Luo Wang, Ren Huan, Zhang Tianzhu, Yang Wenfei, Zhang Yongdong
IEEE Trans Image Process. 2025;34:3154-3168. doi: 10.1109/TIP.2024.3431915.
Weakly-supervised Temporal Action Localization (WTAL) aims to localize action instances with only video-level labels during training, where two primary issues are localization incompleteness and background interference. To relieve these two issues, recent methods adopt an attention mechanism to activate action instances and simultaneously suppress background ones, which have achieved remarkable progress. Nevertheless, we argue that these two issues have not been well resolved yet. On the one hand, the attention mechanism adopts fixed weights for different videos, which are incapable of handling the diversity of different videos, thus deficient in addressing the problem of localization incompleteness. On the other hand, previous methods only focus on learning the foreground attention and the attention weights usually suffer from ambiguity, resulting in difficulty of suppressing background interference. To deal with the above issues, in this paper we propose an Adaptive Prototype Learning (APL) method for WTAL, which includes two key designs: 1) an Adaptive Transformer Network (ATN) to explicitly model background and learn video-adaptive prototypes for each specific video; 2) an OT-based Collaborative (OTC) training strategy to guide the learning of prototypes and remove the ambiguity of the foreground-background separation by introducing an Optimal Transport (OT) algorithm into the collaborative training scheme between RGB and FLOW streams. These two key designs can work together to learn video-adaptive prototypes and solve the above two issues, achieving robust localization. Extensive experimental results on two standard benchmarks (THUMOS14 and ActivityNet) demonstrate that our proposed APL performs favorably against state-of-the-art methods.

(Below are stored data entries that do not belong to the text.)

PR #3200, opened 2022-09-07
cortex-m: mpu: do not give all memory to process in certain case

bradjc:
The MPU should not make decisions about how much memory to give to a process, the kernel should decide.

It is not clear to me why this check if the kernel does not need any process memory then give the process all of the memory was included.

### Testing Strategy

Quickly using hail.

### TODO or Help Wanted

Does anyone know if this covers a specific use case? The caller should just request the full amount of RAM rather than relying on the MPU to make this decision.

### Documentation Updated

### Formatting

- [x] Ran `make prepush`.

### DIFF
--- a/arch/cortex-m/src/mpu.rs
+++ b/arch/cortex-m/src/mpu.rs
@@ -595,13 +595,8 @@ impl<const NUM_REGIONS: usize, const MIN_REGION_SIZE: usize> mpu::MPU
         // multiple of an eighth of the MPU region length.
 
         // Determine the number of subregions to enable.
-        let mut num_subregions_used = {
-            if initial_kernel_memory_size == 0 {
-                8
-            } else {
-                initial_app_memory_size * 8 / region_size + 1
-            }
-        };
+        // Want `round_up(app_memory_size / subregion_size)`.
+        let mut num_subregions_used = initial_app_memory_size * 8 / region_size + 1;
 
         let subregion_size = region_size / 8;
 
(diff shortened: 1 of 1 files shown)


bradjc:
Ping? I don't think we want the MPU to decide how much memory apps should get. This also conflicts with the brk memop call.

hudson-ayers:
Yeah, this seems weird. It took me awhile to review this PR because it was not easy for me to understand the logic before/after the change. If I understand correctly, the current logic is:

1. process::create() decides the amount of memory a process requires for userspace, and for its grant region
2. MPU region size is determined as the closest power-of-2 size larger than the total requested memory for the process; or 256 if less than 256 bytes requested. Subregion size is just this / 8.
3. Determine how many subregions to enable. If the grant region size is > 0, determine the number of enabled subregions for this process' MPU region via `roundup(initial_app_memory_size / (region_size / 8))`. Effectively, enable all the subregions containing any of the memory requested by the process. (The grant memory is at the end of the region, and thus that MPU subregion is never enabled by this process, and if it would be we just double the total memory requirement for that app to fix it.)
4. Anytime an app requests more memory (via `brk`) we give it more memory by just enabling some more subregions, up until the point that doing so would touch the subregion that covers the grant memory, at which point we return an Error.
5. If in step 3), the grant_region_size is == 0, we just enable all the subregions and let the app touch any of its memory it wants regardless of if it has called break, because we don't have to protect the grant region anyway since this app does not have one. This is a little weird, because it means that for apps with a grant region, you can only write a little bit past your app break before getting an MPU fault (specifically, you can write past your app break up until the next subregion boundary, wherever that is), whereas for apps with no grant region, you can write past your app break all the way up to the end of the entire MPU region without getting an MPU fault.

This PR just removes the edge case in step 5, such that the MPU is always configured to only allow apps to write to subregions they have specifically requested access to based on initial memory requirements in the tbf header + calls to `brk()`.

That makes sense to me, I see no real upside from letting apps with no grant region write further past their break before generating a fault.

hudson-ayers (approved):

ppannuto:
bors r+

Hudson, thank you for the extremely helpful summary. I wonder if when we _first_ started with the static array of process structs, if a board image didn't include any capsules that used grants (so no empty grant pointers) if it was possible to have an empty grant space? Not relevant any more however.

PR #3202, opened 2022-09-07
RFC: Cortex-M: Use two MPU regions for app memory rather than one

bradjc:
### Pull Request Overview

Currently the Cortex-M MPU uses a single MPU region for process memory. That region must be a power of two and aligned to its size. In practice, this can lead to a huge amount of wasted memory between the end of the kernel's memory and the start of process memory. For example, on hail with the c_hello app installed, the memory map looks like:

```
tock$ process c_hello
𝐀𝐩𝐩: c_hello   -   [Yielded]
 Events Queued: 0   Syscall Count: 8   Dropped Upcall Count: 0
 Restart Count: 0
 Last Syscall: Yield { which: 1, address: 0x0 }
 Completion Code: None


 ╚0x20008000═╪══════════════════════════════════════════╝
             │ Grant Ptrs      112
             │ Upcalls         360
             │ Process         880
  0x20007AB8 ┼───────────────────────────────────────────
             │ ▼ Grant          76
  0x20007A6C ┼───────────────────────────────────────────
             │ Unused
  0x20006A04 ┼───────────────────────────────────────────
             │ ▲ Heap            0 |   4200               S
  0x20006A04 ┼─────────────────────────────────────────── R
             │ Data            516 |    516               A
  0x20006800 ┼─────────────────────────────────────────── M
             │ ▼ Stack         128 |   2048
  0x20006780 ┼───────────────────────────────────────────
             │ Unused
  0x20006000 ┴───────────────────────────────────────────
             .....
  0x00040800 ┬─────────────────────────────────────────── F
             │ App Flash      1972                        L
  0x0004004C ┼─────────────────────────────────────────── A
             │ Protected        76                        S
tock$ kernel
Kernel version: 2.1 (build release-2.1-1-gefb03eadb)

 ╔═══════════╤══════════════════════════════╗
 ║  Address  │ Region Name    Used (bytes)  ║
 ╚0x20004470═╪══════════════════════════════╝
             │   BSS         13424
  0x20001000 ┼─────────────────────────────── S
             │   Relocate        0            R
  0x20001000 ┼─────────────────────────────── A
             │ ▼ Stack        4096            M
  0x20000000 ┼───────────────────────────────
             .....
  0x0002B88C ┼─────────────────────────────── F
             │   RoData      26858            L
  0x00024FA2 ┼─────────────────────────────── A
             │   Code        85922            S
  0x00010000 ┼─────────────────────────────── H
```
So between the end of the kernel RAM at 0x20004470 and the start of the process RAM at 0x20006000, there are 7056 bytes of unused memory.

## Question

What, if anything, should we do about the wasted RAM on Cortex-M platforms?

## This PR

This PR switches the MPU to use two regions for app memory, rather than one. The amount of ram given to processes stays the same, it is just split evenly between two regions, so each region is half of the size and therefore aligned to half the size.

```
tock$ process c_hello
𝐀𝐩𝐩: c_hello   -   [Yielded]
 Events Queued: 0   Syscall Count: 8   Dropped Upcall Count: 0
 Restart Count: 0
 Last Syscall: Yield { which: 1, address: 0x0 }
 Completion Code: None


 ╚0x20007000═╪══════════════════════════════════════════╝
             │ Grant Ptrs      112
             │ Upcalls         360
             │ Process         880
  0x20006AB8 ┼───────────────────────────────────────────
             │ ▼ Grant          76
  0x20006A6C ┼───────────────────────────────────────────
             │ Unused
  0x20005A04 ┼───────────────────────────────────────────
             │ ▲ Heap            0 |   4200               S
  0x20005A04 ┼─────────────────────────────────────────── R
             │ Data            516 |    516               A
  0x20005800 ┼─────────────────────────────────────────── M
             │ ▼ Stack         128 |   2048
  0x20005780 ┼───────────────────────────────────────────
             │ Unused
  0x20005000 ┴───────────────────────────────────────────
             .....
  0x00040800 ┬─────────────────────────────────────────── F
             │ App Flash      1972                        L
  0x0004004C ┼─────────────────────────────────────────── A
             │ Protected        76                        S
tock$ kernel
Kernel version: 2.1 (build release-2.1-2-g204b40400)

 ╔═══════════╤══════════════════════════════╗
 ║  Address  │ Region Name    Used (bytes)  ║
 ╚0x20004470═╪══════════════════════════════╝
             │   BSS         13424
  0x20001000 ┼─────────────────────────────── S
             │   Relocate        0            R
  0x20001000 ┼─────────────────────────────── A
             │ ▼ Stack        4096            M
  0x20000000 ┼───────────────────────────────
             .....
  0x0002B93C ┼─────────────────────────────── F
             │   RoData      26836            L
  0x00025068 ┼─────────────────────────────── A
             │   Code        86120            S
  0x00010000 ┼─────────────────────────────── H
```

This also has the effect of making the subregions half the size, so we get finer-grained protection around the app_brk.

## Downsides

- Adds a little bit more complexity
- Uses up another of the scarce MPU regions

### Testing Strategy

Running apps on hail

### TODO or Help Wanted

Is this worth it? Should we ignore this problem? Anyone have other ideas?

Another question: why stop at two? Fairly easy to implement with two, but we could use more.

### Documentation Updated

### Formatting

- [x] Ran `make prepush`.

### DIFF
--- a/arch/cortex-m/src/mpu.rs
+++ b/arch/cortex-m/src/mpu.rs
@@ -164,7 +164,7 @@ pub struct CortexMConfig<const NUM_REGIONS: usize> {
 /// Regions 0-APP_MEMORY_REGION_MAX_NUM are used for application RAM. Regions
 /// with indices above APP_MEMORY_REGION_MAX_NUM can be used for other MPU
 /// needs.
-const APP_MEMORY_REGION_MAX_NUM: usize = 0;
+const APP_MEMORY_REGION_MAX_NUM: usize = 1;
 
 impl<const NUM_REGIONS: usize> Default for CortexMConfig<NUM_REGIONS> {
     fn default() -> Self {
@@ -548,6 +548,9 @@ impl<const NUM_REGIONS: usize, const MIN_REGION_SIZE: usize> mpu::MPU
         Ok(())
     }
 
+    // When allocating memory for apps, we use two regions, each a power of two
+    // in size. By using two regions we halve their size, and also halve their
+    // alignment restrictions.
     fn allocate_app_memory_region(
         &self,
         unallocated_memory_start: *const u8,
@@ -558,7 +561,8 @@ impl<const NUM_REGIONS: usize, const MIN_REGION_SIZE: usize> mpu::MPU
         permissions: mpu::Permissions,
         config: &mut Self::MpuConfig,
     ) -> Option<(*const u8, usize)> {
-        // Check that no previously allocated regions overlap the unallocated memory.
+        // Check that no previously allocated regions overlap the unallocated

弱监督时间动作定位(WTAL)旨在在训练期间仅使用视频级标签来定位动作实例,其中两个主要问题是定位不完整性和背景干扰。为了缓解这两个问题,最近的方法采用注意力机制来激活动作实例并同时抑制背景实例,取得了显著进展。然而,我们认为这两个问题尚未得到很好的解决。一方面,注意力机制对不同视频采用固定权重,无法处理不同视频的多样性,因此在解决定位不完整性问题上存在不足。另一方面,先前的方法仅专注于学习前景注意力,且注意力权重通常存在模糊性,导致难以抑制背景干扰。为了解决上述问题,在本文中我们提出了一种用于WTAL的自适应原型学习(APL)方法,它包括两个关键设计:1)一个自适应Transformer网络(ATN),用于显式建模背景并为每个特定视频学习视频自适应原型;2)一种基于最优传输(OT)的协同(OTC)训练策略,通过将最优传输(OT)算法引入RGB和FLOW流之间的协同训练方案来指导原型学习并消除前景 - 背景分离的模糊性。这两个关键设计可以共同作用以学习视频自适应原型并解决上述两个问题,实现鲁棒的定位。在两个标准基准(THUMOS14和ActivityNet)上的大量实验结果表明,我们提出的APL方法优于现有方法。